[Collected data]
Issue #89, opened 2016-05-05
Does not degrade gracefully on IE9


fschwahn:
When loading a page which includes turbolinks in IE9, Turbolinks causes an error. I think the reason is that IE9 does not implement `classList` - however adding the polyfill from https://developer.mozilla.org/en/docs/Web/API/Element/classList didn't make the error go away. If I remove turbolinks completely, the javascript error goes away.

I'd expect Turbolinks not to cause an error, even if included in a browser which is not supported.

jonchay:
👍 on this issue. We have an error raised:
```
SCRIPT5007: Unable to get value of the property 'add': object is null or undefined
```

nateberkopec:
Agreed, can you guys check out #90 and see if that fixes the issue for you?

PR #90, opened 2016-05-05
Only initializing Turbolinks if supported.

bradly:
Hi all,

We are getting in error in IE9 that we think is do to the progress bar trying to be created even when Turbolinks.supported is false. I believe this is the issue reported here: #89.

I don't really know what I'm doing here, so let me know if this isn't the correct approach.

Thanks!


packagethief:
Thanks for the PR, @bradly. We still want to expose `Turbolinks` in unsupported browsers so your application doesn't need to worry about support when using `Turbolinks.visit`. In unsupported browsers, `Turbolinks.visit` degrades to setting `window.location`.

Resolved in 75a6a55 by avoiding `Element.classList` altogether. Unnecessary, since the progress bar only uses a single class name.

bradly:
@packagethief Awesome, glad it's resolved :) <3

PR #94, opened 2016-05-12
Use getElementById instead of querySelector

nanaya:
I noticed that specifying invalid id string as hash breaks turbolinks. My guess says it also happens when restoring (going back) to a page with invalid hash (which possibly user-specified).

Using `getElementById` allows any string to be used (or is it?).

    > document.getElementById('123')
    null
    > document.querySelector('#123')
    SyntaxError: An invalid or illegal string was specified

From what I can tell `@location.anchor` always come from slicing `location.hash`.


nanaya:
Whoops nvm.

PR #96, opened 2016-05-12
Prevent non-id hash from breaking navigation 

### LINKED ISSUE #95: Non-id hash breaks navigation
1. visit a turbolink page with non-id hash (`http://somewhere.com/a#123`)
2. navigate within turbolinks scope
3. go back
4. `SyntaxError: An invalid or illegal string was specified` is raised when calling `snapshot.coffee`'s `hasAnchor`

I tried fixing it by replacing with `getElementById` but noticed the variable doesn't have the function so I replaced it by [prepending the call with `try`](/turbolinks/turbolinks/compare/master...nanaya:any-hash) and it seems to work. I can't reopen the pull request though (probably because it's force-pushed?) and since there's no example of `try` usage in codebase I'm opening this issue instead (and maybe someone else have better idea).

nanaya:
Attempt 2 to fix #95.

### DIFF
--- a/src/turbolinks/snapshot.coffee
+++ b/src/turbolinks/snapshot.coffee
@@ -27,7 +27,7 @@ class Turbolinks.Snapshot
     @getSetting("cache-control")
 
   hasAnchor: (anchor) ->
-    @body.querySelector("##{anchor}")?
+    try @body.querySelector("##{anchor}")?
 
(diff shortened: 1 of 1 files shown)


nanaya:
Sorry, the commit message is terrible (I was in the middle of doing something else).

### GOAL OF THE EXERCISE
Could you print exactly the lines from the one containing "PR #96, opened 2016-05-12" through the last line of the records above?

### SOLUTION FOR THIS PROBLEM
PR #96, opened 2016-05-12
Prevent non-id hash from breaking navigation 

### LINKED ISSUE #95: Non-id hash breaks navigation
1. visit a turbolink page with non-id hash (`http://somewhere.com/a#123`)
2. navigate within turbolinks scope
3. go back
4. `SyntaxError: An invalid or illegal string was specified` is raised when calling `snapshot.coffee`'s `hasAnchor`

I tried fixing it by replacing with `getElementById` but noticed the variable doesn't have the function so I replaced it by [prepending the call with `try`](/turbolinks/turbolinks/compare/master...nanaya:any-hash) and it seems to work. I can't reopen the pull request though (probably because it's force-pushed?) and since there's no example of `try` usage in codebase I'm opening this issue instead (and maybe someone else have better idea).

nanaya:
Attempt 2 to fix #95.

### DIFF
--- a/src/turbolinks/snapshot.coffee
+++ b/src/turbolinks/snapshot.coffee
@@ -27,7 +27,7 @@ class Turbolinks.Snapshot
     @getSetting("cache-control")
 
   hasAnchor: (anchor) ->
-    @body.querySelector("##{anchor}")?
+    try @body.querySelector("##{anchor}")?
 
(diff shortened: 1 of 1 files shown)


nanaya:
Sorry, the commit message is terrible (I was in the middle of doing something else).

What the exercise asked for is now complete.